The Political Geography of “Risk”

23 August 2009, 2350 EDT

I spent ten hours today playing Risk with my son. What would normally have been simply a time-killer on a rainy Sunday became, after my earlier perusal of P. Michael Phillipps’ treatise on the non-decline of the non-Westphalian-system, a day-long exercise in thinking about political geography.

By lunchtime we had grown tired of the Classic version and took a break to run down to World Apart Games and pick up the 2008 version for an “updated version of the map” (advertised online). But when we had a chance to look at the gameboard we were disappointed at the changes, which didn’t make the new map look anything like the world we live in or any empirically grounded version of it. (True the Risk rules would probably mitigate against a world of 190+ sovereign “territories”; but if you must simplify a complex globe, what about lumping countries together according to factors in particular regions that actually do cross national boundaries while distinguishing them from others: like commodities belts or cultural affinities. And instead of using the continents as a frame of reference for scoring, why not use transnational classifications and simply color code the map? The Islamic bloc, for example could be represented in green; OECD countries, dictatorships, or some equivalent of Barnett’s non-integrating gap could be other “regions.” Parts of these blocs are contiguous but parts would not be, introducing an interesting twist on the rules of claiming and holding territories for bonus points. Also, some of these overlap: many but not all OPEC countries might fall into the Islamic bloc and vice-versa, offering a diverse range of options for accumulating different scores for “blocs.”

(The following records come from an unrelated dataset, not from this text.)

PR #1, opened 2020-11-09
Setup initial infrasctructure for project and repo

brizental:
Alright, there is a bunch happening in this PR, one could argue that I should have sent this is smaller commits, but it's a bit too late for that now. 

Here we have:

- Build setup;
- Linting setup;
- Testing setup;
- No-op implementation for part of the Glean general API;
- Simple static web site sample;
- Repository configuration: README, CODE_OF_CONDUCT, LICENSE, .gitignore.


.eslintrc
```diff
@@ -0,0 +1,56 @@
...
+    "node": true,
+    "browser": true
+  },
+  "rules": {
+    "indent": ["error", 2],
+    "quotes": ["error", "double"],
+    "no-var": "error",
+    "prefer-const": "error",
+    "strict": ["error", "global"],
+    "notice/notice":[ "error", {
```
brizental, line 13: Copied over from the ion /eslintrc. Very nice addition.

.gitignore
```diff
@@ -0,0 +1,116 @@
+# Logs
```
brizental, line 1: This whole file is copied over from https://github.com/github/gitignore/blob/master/Node.gitignore

I have always used it and it has never failed me.

README.md
```diff
@@ -0,0 +1,25 @@
+# Glean.js
```
brizental, line 1: Kinda copied over from the glean repo README.

package.json
```diff
@@ -0,0 +1,43 @@
+{
+  "name": "glean",
+  "version": "0.1.0",
+  "description": "An implementation of Glean, a modern cross-platform telemetry client, for Javascript environments.",
+  "main": "./dist/index.js",
+  "scripts": {
+    "test": "mocha",
+    "lint": "eslint . --ext .ts,.js,.json",
+    "fix": "eslint . --ext .ts,.js,.json --fix",
+    "build:browser-static": "webpack --config webpack.config.browser-static.js --mode production",
```
brizental, line 10: Not happy about the long command and long name for the config file. The file name issue could be solved by putting all the config files into a folder and nesting website config files (future). For the command I don't really know, but I think it is important to differentiate. We will probably have static and lib variations of builds for websites and webextensions.

.eslintrc
```diff
@@ -0,0 +1,56 @@
+{
+  "root": true,
+  "env": {
+    "node": true,
+    "browser": true
+  },
+  "rules": {
```
brizental, line 7: There are opinions going on in these rules, this would be the best moment to argue about them :)

Dexterp37: No arguing at all. They seem like sane defaults.

copyright.txt
```diff
@@ -0,0 +1,3 @@
+/* This Source Code Form is subject to the terms of the Mozilla Public
```
Dexterp37, line 1: Can we rename this file to something like `copyright.template.txt`? (and change the eslint accordingly)

package.json
```diff
@@ -0,0 +1,43 @@
+{
+  "name": "glean",
```
Dexterp37, line 2: Is this `glean` or `glean.js`?

package.json
```diff
@@ -0,0 +1,43 @@
...
+  "version": "0.1.0",
+  "description": "An implementation of Glean, a modern cross-platform telemetry client, for Javascript environments.",
```
Dexterp37, line 4:
```suggestion
  "description": "An implementation of the Glean SDK, a modern cross-platform telemetry client, for Javascript environments.",
```

package.json
Dexterp37: Do we need to settle it in this PR?

src/index.ts
```diff
@@ -0,0 +1,26 @@
+/* This Source Code Form is subject to the terms of the Mozilla Public
+ * License, v. 2.0. If a copy of the MPL was not distributed with this
+ * file, You can obtain one at http://mozilla.org/MPL/2.0/. */
+
+export = {
```
Dexterp37, line 5: Mh, why is this `export` and not `exports` or `module.exports`?

webpack.config.browser-static.js
```diff
@@ -0,0 +1,31 @@
+/* This Source Code Form is subject to the terms of the Mozilla Public
+ * License, v. 2.0. If a copy of the MPL was not distributed with this
+ * file, You can obtain one at http://mozilla.org/MPL/2.0/. */
+
+
+const path = require("path"); // eslint-disable-line @typescript-eslint/no-var-requires
```
Dexterp37, line 6: Why do we need the suppression, here?

Dexterp37 (changes requested):

.eslintrc
brizental: Now, just because I thought we were going into a heated debate of 2 space indents vs. 4 space indents...

copyright.txt
brizental: Sure, reminder that this is copied over from Ion, maybe you'd want to hcange there as well if you think it is a better naming :)

package.json
brizental: I'd prefer only 'glean'. It is implicit from the fact that this is a `package.json` file that this is Javascript we are talking about. Also, I personally don't like when npm packages have the .js suffix, my mind always goes "ISN'T IT OBIVOUS?!?!?!?!?!".

Anyways, I am open for changing, but I'd need to be convinced.

package.json
brizental: No need to settle in this PR, I just wanted to point it out.

.eslintrc
Dexterp37: "Why don't we use tabs instead"?

copyright.txt
Dexterp37: Good point :P

package.json
Dexterp37: I don't have a strong opinion, I just want us to be explicit. Let it be `glean`, then. I don't think the Glean SDK is going to release another package on NPM... right?

brizental: I don't expect it will, no :)

src/index.ts
brizental: Because this is TypeScript and it uses ES6 import / export syntax. See: https://www.typescriptlang.org/docs/handbook/modules.html#export-statements

Dexterp37 (approved):

webpack.config.browser-static.js
brizental: Hm, this is a bug in our eslint configuration. This rule should only be enforced for *.ts files. Nice catch!

PR #3, opened 2020-11-10
Bug 1676143 - Add web extension sample

brizental:
BONUS: housekeeping.


samples/web-extension/README.md
```diff
@@ -0,0 +1,30 @@
+# Web extension sample sample
+
+1. Build Glean.js for the browser. On the root folder of this repository run:
```
Dexterp37, line 3: Can you clarify what "browser" means here?

samples/web-extension/package.json
```diff
@@ -0,0 +1,19 @@
+{
+  "name": "web-extension",
+  "version": "1.0.0",
+  "description": "A sample web extension using Glean.js",
+  "main": "index.js",
```
Dexterp37, line 5: Do we need really webpack for this example?

samples/web-extension/README.md
brizental: Browser here means the environment. Regardless if it is a webextension or a a web app static or other.

samples/web-extension/package.json
brizental: It's more straight forward than vendoring the Glean.js script, IMO.

samples/web-extension/README.md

Any such alternatives would have been more interesting and timely than what Risk 2008 actually offers, which is territorial units in which Russia, for example, looks more like an enclave in Eastern Europe than a continent-spanning empire. As a parent and educator, I was uninspired.) We were told that the most significant changes in this version were actually not the map or the concepts but rather the rules: Risk 2008 offers several different ways to play.

However we were lucky enough to acquire a demonstration copy of an earlier version of Risk, albeit one set later in history: 2210 AD. This version is much more interesting because in some respects the labels on the map make (a kind of) sense when extrapolating ahead into history. What was Brazil on the earlier version is now the Amazon Desert; New York is now the site of one of several underwater cities; central Africa has become the Zaire Military Zone; South Asia is now United Indiastan, China is Hong Kong and Alaska is the Northwest Oil Emirate.

(Also the moon bases are extremely cool.)

Why can’t we use the same kind of imagination to create a meaningful post-Westphalian alternative to map our contemporary world – one in which factions compete not simply for territorial space but to access over resources, transit routes and communications grids; in which the political economy of battle is measured not just in land army units but also on the seas, in the air and in people’s minds; and in which the political cleavages and alliance structures are often non-territorially-based?

I wonder if the predominance of a Westphalian political geography in the boardgame Risk tells us something about our still entrenched notions of the world we live in.